We glide with the birds, streaking through the sky in incredibly long tracking shots. We follow them as they fly, cast against artic tundra, woodland forests, southwestern mesas, and African savannah. At points, the long, extended shots achieve a certain level of transcendence, becoming almost surreal and dreamlike in their beauty, causing us to forget that we are merely watching the migration of birds. The film becomes a tone poem, musing on the limitless possibilities embodied in the flight of a bird. At points the natural images are juxtaposed with creations of the human world. We see birds gliding past the lights of a city, over industrial plants, tractors, and trucks. The camera achieves a degree of tragedy when it watches birds migrate north from within a goose pen, or falls with birds shot down by hunters. How the filmmakers managed to capture such startling shots is mind boggling. Some of the shots are so intimate that it seems likely the birds were trained in the presence of the film crew. Otherwise, such close-ups and in-flight shots would seem impossible.

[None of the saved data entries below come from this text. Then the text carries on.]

PR #2277, opened 2026-07-27
ci: test-build images for PRs

mati865:
Every time I interact with GitHub Actions they prove to be insaner than I previously though. I used LLMs to make conditional `cache-to` and still could not come up with anything sane.
My idea is to make sure the images build (and in the future pass tests) on PR, before merging changes to them.

This got complicated a lot with base images being built in a distinct job. For PRs we really don't want to push untrusted stuff, so I followed https://docs.docker.com/build/ci/github-actions/share-image-jobs/ on how to move them between jobs.

### DIFF
--- a/.github/workflows/build-images.yml
+++ b/.github/workflows/build-images.yml
@@ -89,8 +89,8 @@ jobs:
         if: github.event_name == 'pull_request'
         uses: actions/upload-artifact@v4
         with:
-          name: myimage
-          path: ${{ runner.temp }}/myimage.tar
+          name: base_image
+          path: ${{ runner.temp }}/base_image.tar
 
   # Build images that depend on other images.
   build-dependent:
--- a/.github/workflows/build-images.yml
+++ b/.github/workflows/build-images.yml
@@ -76,7 +76,7 @@ jobs:
           cache-to: ${{ github.event_name != 'pull_request' && format('type=registry,ref=ghcr.io/{0}/{1}:buildcache,mode=max', github.repository, matrix.container) || '' }}
 
       - name: Export base image
-        if: github.event_name == 'pull_request'
+        if: github.event_name == 'pull_request' && contains(matrix.file, 'base')
         uses: docker/build-push-action@v7
         with:
           context: .
@@ -86,7 +86,7 @@ jobs:
           outputs: type=docker,dest=${{ runner.temp }}/base_image.tar
 
       - name: Upload base image archive
-        if: github.event_name == 'pull_request'
+        if: github.event_name == 'pull_request' && contains(matrix.file, 'base')
         uses: actions/upload-artifact@v4
         with:
           name: base_image-${{ matrix.container }}
--- a/.github/workflows/build-images.yml
+++ b/.github/workflows/build-images.yml
@@ -79,6 +79,9 @@ jobs:
         if: github.event_name == 'pull_request'
         uses: docker/build-push-action@v7
         with:
+          context: .
+          file: ${{ matrix.file }}
+          platforms: ${{ matrix.platform }}
           tags: ghcr.io/${{ github.repository }}/${{ matrix.container }}:latest
           outputs: type=docker,dest=${{ runner.temp }}/base_image.tar
 
--- a/.github/workflows/build-images.yml
+++ b/.github/workflows/build-images.yml
@@ -92,6 +92,7 @@ jobs:
           name: base_image-${{ matrix.container }}
           path: ${{ runner.temp }}/base_image.tar
           retention-days: 1
+          if-no-files-found: error
 
   # Build images that depend on other images.
   build-dependent:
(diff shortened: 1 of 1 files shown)


mati865:
Kudos to Docker for making loading local images so hard with buildx...

davidlattimore:
My approach to testing the images was to trigger the build workflow on my fork of the repo, then update the fork to use the newly built images. So that always an option if this turns out to be too complex.

mati865:
It was definitely annoying to get there, but I think it's not that bad once it works:
- diff of using `docker` driver for PR runs: https://github.com/wild-linker/wild/compare/main...mati865:wild:4e0bc11d50ab1d0f96c2fb9b31617354159c1026
- diff of using build-context to keep using `docker-container` driver: https://github.com/wild-linker/wild/compare/main...mati865:wild:1d8226c0e86f8ae82950246f50257044e1ae2d4c

Diff between the two approaches: https://github.com/wild-linker/wild/compare/1d8226c0e86f8ae82950246f50257044e1ae2d4c...mati865:wild:4e0bc11d50ab1d0f96c2fb9b31617354159c1026

Neither is particularly beautiful, but I cannot tell which is better. I'll leave it up to you, @marxin and @lapla-cogito to decide whether we care enough about testing the images on CI, and if so, which way to go.

There are also other possibilities like running a local registry, or creating dedicated workflow only for Docker images testing, but having spent hours on "15 minutes job" I'm not too keen on exploring them myself.

marxin:
Don't have a strong opinion about it - based on the current experience, using the 2 step approach works quite fine for me.
So leaving that up to you if the complexity overweight the benefits.

davidlattimore (commented):
Thanks for working on this! I agree that more needs to be done to make updating images easier. My original intention was to see how things went with our first image update and refine the process from there. We probably at least need some docs about how to do an update.

One possible concern is that although this verifies that the images build with a changed configuration, it doesn't verify that CI would pass with those new images. Testing that automatically seems impractical - or at least I have no idea how to do it. So if someone is making a substantial change to the images and they want to make sure that change is thoroughly tested, they likely need to do that testing in their own fork of the repo first anyway or at least test it as best they can on their local machine.

Another slight issue is that any change to any of the docker images will trigger all of them to be rebuilt, even if we just fixed a typo in a comment. This could be helped by finding ways to ensure that the resulting images have a short retention period, so that we're at least not keeping them around.

Anyway, I'm happy for this to go in if it's wanted and others find it useful - at least once retention periods are looked at.

mati865:
> One possible concern is that although this verifies that the images build with a changed configuration, it doesn't verify that CI would pass with those new images. Testing that automatically seems impractical - or at least I have no idea how to do it. So if someone is making a substantial change to the images and they want to make sure that change is thoroughly tested, they likely need to do that testing in their own fork of the repo first anyway or at least test it as best they can on their local machine.

I'm not sure if we can preform through testing without duplicating other pipelines. Or at least comparing them to conditionally depend on this one.
We could easily do basic tests, though. I didn't add them here to avoid failing Arch Linux build.

> Another slight issue is that any change to any of the docker images will trigger all of them to be rebuilt, even if we just fixed a typo in a comment.

I thought the changes in this area would be rare enough not to care about it.

> This could be helped by finding ways to ensure that the resulting images have a short retention period, so that we're at least not keeping them around.

Do you mean retention for the archives for the base images that are shared between steps? Note that, I disabled pushing of the images for pull requests, although for security concerns. So, they are not kept.

.github/workflows/build-images.yml
```diff
@@ -61,13 +67,30 @@ jobs:
...
+          platforms: ${{ matrix.platform }}
+          tags: ghcr.io/${{ github.repository }}/${{ matrix.container }}:sha-${{ github.sha }}
+          outputs: type=docker,dest=${{ runner.temp }}/base_image.tar
+
+      - name: Upload base image archive
+        if: github.event_name == 'pull_request' && contains(matrix.file, 'base')
+        uses: actions/upload-artifact@v4
+        with:
+          name: base_image-${{ matrix.container }}
+          path: ${{ runner.temp }}/base_image.tar
```
davidlattimore, line 93: > > This could be helped by finding ways to ensure that the resulting images have a short retention period, so that we're at least not keeping them around.
> 
> Do you mean retention for the archives for the base images that are shared between steps? Note that, I disabled pushing of the images for pull requests, although for security concerns. So, they are not kept.

Won't `Upload base image archive` get run and cause the base image to be kept around for whatever the default retention period is? https://github.com/actions/upload-artifact/blob/main/README.md#retention-period

mati865: That's true. By default it's 90 days, and looks like we cannot limit it more than to a single day.

davidlattimore (approved):

lapla-cogito (approved):

mati865:
> My original intention was to see how things went with our first image update and refine the process from there. We probably at least need some docs about how to do an update.

Nothing really changes about updating the images here. They still require manual trigger to be built and pushed, so I'd argue this is just a step towards making it easier, but the process still remains the same.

However, cinematography alone can seldom bring a film to greatness. Winged Migration is not devoid of plot, but it lacks continuity on the whole, having no real fabric that holds it all together as one. It is hard to really become familiar with any one type of bird, since the film is constantly shifting between images. It would be incorrect to fully categorize Winged Migration as a documentary. In truth it teaches us little about the birds it so gracefully follows. The commentary is minimal, and would have been better off left out, since it continually states the obvious (“Migration is a matter of life and death”) instead of being insightful about the process of migration.

Still, the strength of the film rests in what it shows us. By the grace of technology, it manages to take us to a place above the earth we could only imagine otherwise.